Is Chancellor Merkel right when she recently said: “Greece should not have been admitted into the euro area”?

Naturally. However, the way that the euro was designed, it was not only Greece that stood no chance of surviving without a major social disaster within the Eurozone. The same applies to the rest of the Periphery and, also, to… France. In short, a common currency without a substantial surplus recycling mechanism in its midst (as the Eurozone is and remains) can only survive long term if it comprises surplus countries. The Eurozone should, in this reading, consist of Germany, the Netherlands, Austria, Finland and Luxembourg. Alternatively, if France et al were to be included, we would have needed a proper banking union (as opposed to the one currently ‘implemented’), a degree of commonality of public debt, and a large scale aggregate investment mechanism which recycles surpluses in the form of productive investments in the deficit regions/countries (see our Modest Proposal for more on this).

Is the scale of adjustment that Greece is facing (after accepting previous bailouts) unprecedented?

Yes. Especially in view that the bailouts did not have the purpose of solving Greece’s problems. The original bailout was a cynical ploy for transferring losses from the books of the German and French banks onto the shoulders of the Greek, German and French taxpayers. The second and third bailouts were merely attempts to hide the truth about the first one.

Would you say that it is remarkable that Greece has been able to (just barely) keep social cohesion? 

Not really. A Great Depression tends to depress people psychologically to an extent that they become ready to accept the unacceptable. At least for a while.

Would Germany have held together if it had to implement such draconian measures?

Under no circumstances. In any case, the German leadership was the first to set aside the Maastricht limits when it had a choice between a deep recession and a milder one. Of course, it could afford to do this being the Eurozone’s surplus nation. As is always the case, the rules do not apply equally between the surplus and deficit nations of any currency union of fixed exchange rate regime.

Why is Greece getting so much of the blame for the Euro crisis when it is the bigger economies like Spain and Italy that pose greater threats to the Eurozone?

Because it was the canary in the mine. It was the first and flimsiest economy to betray the common secret that our Eurozone project was badly flawed. It was thus a prime scapegoat candidate.

Do you believe that part of the reason why Greece’s financial crisis is so acute is because it is such a young democracy?

No, I do not. Perhaps the root problem (which is linked to our dictatorial past, but which is similar to the Italian experience) is the Greek elite’s incapacity to act as a national elite. Instead, it milks the country dry on the promise that it will pass the task of reforming the nation’s institutions to something it vaguely refers to as ‘Europe’. Alas, ‘Europe’ is neither interested in nor capable of such a feat. Initially, ‘Europe’ was only interested in Greece as a market with low levels of private indebtedness. Now, it just wants to get rid of it but knows not how to do it without losing Spain, Italy and, ultimately, France.

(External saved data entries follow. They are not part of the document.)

PR #452, opened 2026-05-06
CM-63882 - Added scanType validation

aaron-butler-cy-int:
the scan command use to accept multiple -t flags but would only run the last scan listed in the command. Added validation that only one -t flag was in the command.


cycode/cli/apps/scan/scan_command.py
```diff
@@ -126,6 +126,16 @@ def scan_command(
...
     """
+    if len(scan_type) > 1:
+        raise typer.BadParameter(
+            f'Only one scan type can be specified per command. '
+            f'Got: {", ".join(str(t) for t in scan_type)}. '
+            f'Run a separate command for each scan type.',
+            param_hint='-t/--scan-type',
+        )
+
+    resolved_scan_type = scan_type[0]
```
omer-roth: Try using a parameter callback to perform the validation, we can then reuse it later:
https://typer.tiangolo.com/tutorial/options/callback-and-context/

tests/cli/commands/scan/test_scan_command.py
```diff
@@ -25,6 +27,20 @@ def _invoke_result_callback(ctx: click.Context) -> int:
     return exc_info.value.exit_code
 
 
+class TestScanCommand:
+    def test_multiple_scan_types_rejected(self) -> None:
+        result = CliRunner().invoke(app, ['scan', '-t', 'iac', '-t', 'sast', 'path', '.'])
+        assert result.exit_code == 2
```
omer-roth: exit code 2 is used only if `--stop-on-error` flag is provided

```suggestion
        assert result.exit_code == 1
```

omer-roth (changes requested):

omer-roth (approved):

PR #475, opened 2026-06-22
Add supply-chain cooldown for package updates

darren-dooley:
## Why

Freshly published package versions are the highest-risk window for supply-chain attacks (compromised releases are often yanked within days of publication). Adding a cooldown means new releases must age before they can be adopted, giving the ecosystem time to catch and pull bad versions.

## What

- **`poetry.toml`** (new): sets `solver.min-release-age = 7`, so Poetry's solver ignores any release younger than 7 days when resolving the lock. This is project-local config, applied for everyone resolving in this repo. Requires Poetry >= 2.4.0 (the version the key was introduced in).
- **`pyproject.toml`**: bumped `requires-poetry` from `>=2.0` to `>=2.4.0` so the cooldown key is guaranteed to be honored.
- **`.github/dependabot.yml`**: added `cooldown.default-days: 10` to both the `github-actions` and `pip` ecosystems. Dependabot's window is intentionally longer than Poetry's 7-day floor so any version Dependabot proposes is already old enough for the solver to accept, avoiding PRs the lockfile resolution would reject as too young.

## Test case ran locally:

```bash
# Run on 22 Jun 2026
uvx poetry@2.4.0 add certifi  # resolves + installs under the repo's min-release-age = 7
uvx poetry@2.4.0 run python -c "import certifi; print(certifi.__version__)"  # -> 2026.05.20 (aged), not today's latest
uvx poetry@2.4.0 show --latest | grep '^certifi'  # latest with cooldown ON -> 2026.5.20
POETRY_SOLVER_MIN_RELEASE_AGE=0 uvx poetry@2.4.0 show --latest | grep '^certifi'  # latest with cooldown OFF -> 2026.6.17
uvx poetry@2.4.0 remove certifi  # clean up (demo only, not a real dependency)
```


pyproject.toml
```diff
@@ -29,7 +29,7 @@ cycode = "cycode.cli.app:app"
 repository = "https://github.com/cycodehq/cycode-cli"
 
 [tool.poetry]
-requires-poetry = ">=2.0"
+requires-poetry = ">=2.4.0"
```
omer-roth: In version 2.4+ Poetry dropped support for Python 3.9.

While Python 3.9 reached EOL, it is still shipped as default for most operating systems and so we need to maintain backward compatibility

darren-dooley: @omerr-cycode Good catch, thanks. I've reverted requires-poetry back to >=2.0 so the Python 3.9 toolchain keeps working, and left min-release-age in poetry.toml for devs using a modern version of Poetry.

The cooldown will still be applied on the Dependabot side for all versions of Poetry.

omer-roth (approved):

omer-roth:
One last thing @darren-dooley - please [sign your commits](https://docs.github.com/en/authentication/managing-commit-signature-verification/signing-commits) and I'll merge the request.

Thank you for updating this one

omer-roth:
Changed merge via PR https://github.com/cycodehq/cycode-cli/pull/483.
Closing this one

darren-dooley:
Hi @omer-roth, thanks for getting that one merged!

PR #478, opened 2026-06-28
CM-67195: Add Bun package manager support to SCA local scans

AradTraub:
## What & why

Enables `cycode scan -t sca` to support **Bun** projects during local SCA scans, so CLI users get the same coverage as platform scans. Closes the CLI portion of Bun Phase 1 (CM-67195).

Bun is now a first-class package manager alongside npm, Yarn, and Pnpm — the implementation mirrors the existing Pnpm/Yarn restore handlers.

## Changes

- **New `RestoreBunDependencies` handler** — detects a Bun project via `bun.lock` or a `packageManager` / `engines` bun signal in `package.json`. If `bun.lock` already exists it's read directly; otherwise `bun install --ignore-scripts` is run to generate it (then cleaned up).
- **Bun ≥ 1.2 enforcement** — only Bun 1.2+ emits the text-based `bun.lock` we parse (older Bun writes binary `bun.lockb`). Before generating a lockfile the handler verifies `bun --version`; on older/missing Bun it logs a warning and skips the restore rather than producing an unparseable lockfile. An already-present `bun.lock` skips the check (its existence implies Bun ≥ 1.2).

What do you think is the answer to Greece’s problems?

To try out a policy we have never tried out before: To tell the truth both within the EU’s institutions and in public: The Greek state is insolvent, the bailouts have created a new cleptocracy amongst our bankers, and the quadruple crisis (banks, debt, investment and poverty) cannot be addressed through more loans under the imposition of greater austerity (which shrinks the incomes from which the burgeoning debts must be repaied).

Do you think that a third bail-out can solve any of Greek problems, or the Troika is just “buying time” (even if there’s no MoU, as Mr Stournaras has suggested)?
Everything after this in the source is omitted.